THE END OF OVEREATING:
Taking Control of the Insatiable American Appetite
copyright: 2009, Rodale Books
Remember this guy…?
I vividly recall David Kessler, but not when he was appointed FDA commissioner by Republican president George H.W. Bush (with bipartisan approval no less). He was later reappointed by Clinton with what produced painful misgivings from Republicans.
Mr. Kessler is one smart guy, having advanced degrees both in Medicine and Law. Outside private industry, he also worked for Republican Senator Orin Hatch.
The (Dr.) Kessler I remember was trying to regulate the cigarette industry, meaning Americans would have to admit to society, and even worse, to themselves, that smoking was in effect “doing drugs.” While legislation never got off the ground, it surely left, as they say…a “bad taste” in one’s mouth. After losing this David vs. Goliath battle, the other David decided to write a book about American eating habits.
This website reviewed his book even though it’s a book about Nutrition. Because, in reality, it is the story of how Nutrition was hijacked by Food Inc. This Book Review is geared towards Socially Responsible Investors. Summary points:
- Individuals who would like to understand how the food industry operates
- Investment professionals following the food/services industry
- People trying to change their eating habits that don’t understand why they keep failing
What I liked:
- Despite Kessler’s advanced education, the book is very easy to read
- Well researched: the easy-reading is backed by a vast number of footnotes and personal interviews (amounting to 62 pages!)
- Provides another angle to health issues in the United States
- The author provided interesting personal details of his own food issues
What I didn’t like:
- Portions of material were repeated throughout the book
- An easy way to control one’s eating habits was not provided
- Solutions to the food industry’s behavior were not examined
- The author seemed determined to remove personal responsibility to those addicted to food
- Hadn’t realized how addictive food is
- Solving the industry’s overeating issue may be a larger battle compared to the FDA’s war with the tobacco industry (this is because food, unlike tobacco, is necessary to live)
- This book makes one wonder why Kessler didn’t do more as FDA commissioner to put a stop to GMOs and substitute ingredients in Fast Food and Processed foods
I purchased this book for my mom in 2009, who’s been overweight (or weight-worried) ever since I can remember. I recall she was on one diet after another, and mom attended Weight Watchers-like meetings, which, as a boy, reminded me more of group therapy (aka AA meetings). My little mind at the time hadn’t realized how close I was to the Truth!

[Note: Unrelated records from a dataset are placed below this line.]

Issue #552, opened 2020-09-16
add fuzz / property-based tests


g-k:
e.g. with https://hypothesis.works/

Google-Autofuzz:
I'm currently trying to get bleach integrated with OSS-Fuzz: https://github.com/google/oss-fuzz/pull/4959

@g-k would you be interested in being the primary contact?

g-k:
@Google-Autofuzz yes, I can be the primary contact. Thanks!

Google-Autofuzz:
Can you please give me an email address with an associated google account?

g-k:
How about gguthe@mozilla.com ? Is a gsuite email OK or does it have to be a
gmail account?

PR #647, opened 2022-03-01
Fix character entity handling (#450)

### LINKED ISSUE #450: bleach.clean method returns unexpected value for string with unknown entities

willkg:
This fixes a bug where things in the form of a character entity (starts with &, some letters, and ends with ;) that aren't character entities get mangled. Now they are correctly handled.

This also fixes a bug where things in the form of a character entity that aren't character entities should have had the & escaped, but that wasn't happening.

After this, Bleach does the following:

* valid character entities that start with a & and end with a ; are left alone
* things that start with a & and end with a ; and aren't valid character entities are treated as text and the & is escaped
* things that start with a & but don't end with a ; are treated as text and the & is escaped

This is easy to reason about and idempotent and doesn't suffer from ambiguous edge cases where Bleach can't know what the user intended.

I also cleaned up the comments in the tests so it's clearer what we intend Bleach to be doing.

This fixes #450.

### DIFF
--- a/bleach/html5lib_shim.py
+++ b/bleach/html5lib_shim.py
@@ -512,13 +512,13 @@ def convert_entities(text):
 def match_entity(stream):
     """Returns first entity in stream or None if no entity exists
 
-    Note: For Bleach purposes, entities must start with a "&" and end with
-    a ";". This ignoresambiguous character entities that have no ";" at the
-    end.
+    Note: For Bleach purposes, entities must start with a "&" and end with a
+    ";". This ignores ambiguous character entities that have no ";" at the end.
 
     :arg stream: the character stream
 
-    :returns: ``None`` or the entity string without "&" or ";"
+    :returns: the entity string without "&" or ";" if it's a valid character
+        entity; ``None`` otherwise
 
     """
     # Nix the & at the beginning
@@ -557,13 +557,19 @@ def match_entity(stream):
     # Handle character entities
     while stream and stream[0] not in end_characters:
         c = stream.pop(0)
-        if not ENTITIES_TRIE.has_keys_with_prefix(possible_entity):
-            break
+        print(1, stream, c, possible_entity)
         possible_entity += c
+        if not ENTITIES_TRIE.has_keys_with_prefix(possible_entity):
+            # If it's not a prefix, then it's not an entity and we're
+            # out
+            return None
 
+    print(2, stream, possible_entity)
     if possible_entity and stream and stream[0] == ";":
+        print(3, possible_entity)
         return possible_entity
 
+    print(3, "NONE")
     return None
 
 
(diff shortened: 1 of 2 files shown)


bleach/html5lib_shim.py
```diff
@@ -557,13 +557,19 @@ def match_entity(stream):
...
-        if not ENTITIES_TRIE.has_keys_with_prefix(possible_entity):
-            break
+        print(1, stream, c, possible_entity)
         possible_entity += c
+        if not ENTITIES_TRIE.has_keys_with_prefix(possible_entity):
+            # If it's not a prefix, then it's not an entity and we're
+            # out
+            return None
 
+    print(2, stream, possible_entity)
```
willkg, line 567: Oops--I need to remove the print functions.

bleach/html5lib_shim.py
```diff
@@ -557,9 +557,11 @@ def match_entity(stream):
     # Handle character entities
     while stream and stream[0] not in end_characters:
         c = stream.pop(0)
-        if not ENTITIES_TRIE.has_keys_with_prefix(possible_entity):
-            break
         possible_entity += c
+        if not ENTITIES_TRIE.has_keys_with_prefix(possible_entity):
+            # If it's not a prefix, then it's not an entity and we're
+            # out
+            return None
```
willkg, line 564: This block mirrors the structure of the one that handles numeric entities, but it was awkwardly wrong and had been since I wrote it in 2017:

https://github.com/mozilla/bleach/commit/d8f7d1d651a6b5a4c8e5a5932ea4fd61769a60d4

:(

g-k (approved):
r+

> This is easy to reason about and idempotent and doesn't suffer from ambiguous edge cases where Bleach can't know what the user intended.

Excellent!

Thanks for updating the test comments and writing down the expected behavior. In the future, I'd love to add property-based tests for idempotency and the three behaviors you listed.

willkg:
Oh, that's a good idea. I'll add some more idempotent tests now.

willkg:
@g-k ^^^ Does that cover the idempotent tests you were thinking of? Are there others we should add?

g-k:
> Does that cover the idempotent tests you were thinking of? Are there others we should add?

Oh nice! I was thinking of it as a TODO / good predicates to check for #552

g-k (approved):

willkg:
That makes sense. I haven't quite gotten around to looking at the fuzz stuff, yet. I'll toss that in my list of things to do, but probably after the 5.0.0 release.

Thank you!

The book starts with Kessler’s personal experiences and love for sweets, especially freshly baked semi-sweet chocolate chip cookies. It then takes a top-down examination at America’s obesity problem and how the Food industry is contributing to both overweight and sickly Americans.
Essentially, Kessler believes that food, like drugs and alcohol, is addicting. The food industry knows this and has engineered foods that are highly palatable. Their recipe is a simple mix of salt, sugar and fat placed into foods. However, while the ingredients are simple, the proportions to which they’re applied, and the layering thereof are very scientific. This magic potion of ingredients applied to everything we eat has made food addicting in much the same way cocaine is. In fact, our bodies play off similar cues and have similar brain (e.g, dopamine) responses to foods.
The food industry, and we’re not just talking Wendy’s here, is responsible for this highly addictive food. It’s not just Fast Food chains, but sit-down family restaurants, food processors, and supply companies (i.e, ADM, Cargill) that all take part in this. Dr. Kessler had interesting interviews with food consultants and corporations with in-depth interviews with:
The final chapters focus on ways of treating food addictions including emotional learning and negative associations (i.e, telling yourself “food: bad”). One of Kessler’s solutions is what he calls “planned eating” which is eating just enough to get you through the next four hours.
Applying this book to Socially Responsible Investing:
When analyzing potential investments in the food industry, there has to come some point (this is for the investor to decide) at which a food company is held responsible for the ingredients it is using and the affects its food is having on customers/society. Should candy, desert and fast-food companies be screened-out of SRI lists?
But maybe, say a Chipotle should be included in a positive SRI screen given its “food with integrity” program.
How about Starbucks? You can’t get much more socially responsible than Starbucks. But did you know their Strawberries & Creme Frappucino with whipped cream has 18 teaspoons of sugar? So now then, what do we do with Starbucks?